Work instructions ▸ Write each entry down again precisely, skipping nothing.

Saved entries
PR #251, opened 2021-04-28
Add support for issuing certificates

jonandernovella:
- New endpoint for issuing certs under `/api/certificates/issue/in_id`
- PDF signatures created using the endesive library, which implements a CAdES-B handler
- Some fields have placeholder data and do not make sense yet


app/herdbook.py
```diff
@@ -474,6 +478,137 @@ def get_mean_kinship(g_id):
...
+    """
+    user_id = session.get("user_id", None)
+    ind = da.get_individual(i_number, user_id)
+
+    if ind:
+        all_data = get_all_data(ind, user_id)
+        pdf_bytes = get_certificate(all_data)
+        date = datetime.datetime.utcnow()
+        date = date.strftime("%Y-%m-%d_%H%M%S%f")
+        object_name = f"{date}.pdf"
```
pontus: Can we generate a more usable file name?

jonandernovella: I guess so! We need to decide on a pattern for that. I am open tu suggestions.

Written response ▸
PR #251, opened 2021-04-28
Add support for issuing certificates

jonandernovella:
- New endpoint for issuing certs under `/api/certificates/issue/in_id`
- PDF signatures created using the endesive library, which implements a CAdES-B handler
- Some fields have placeholder data and do not make sense yet


app/herdbook.py
```diff
@@ -474,6 +478,137 @@ def get_mean_kinship(g_id):
...
+    """
+    user_id = session.get("user_id", None)
+    ind = da.get_individual(i_number, user_id)
+
+    if ind:
+        all_data = get_all_data(ind, user_id)
+        pdf_bytes = get_certificate(all_data)
+        date = datetime.datetime.utcnow()
+        date = date.strftime("%Y-%m-%d_%H%M%S%f")
+        object_name = f"{date}.pdf"
```
pontus: Can we generate a more usable file name?

jonandernovella: I guess so! We need to decide on a pattern for that. I am open tu suggestions.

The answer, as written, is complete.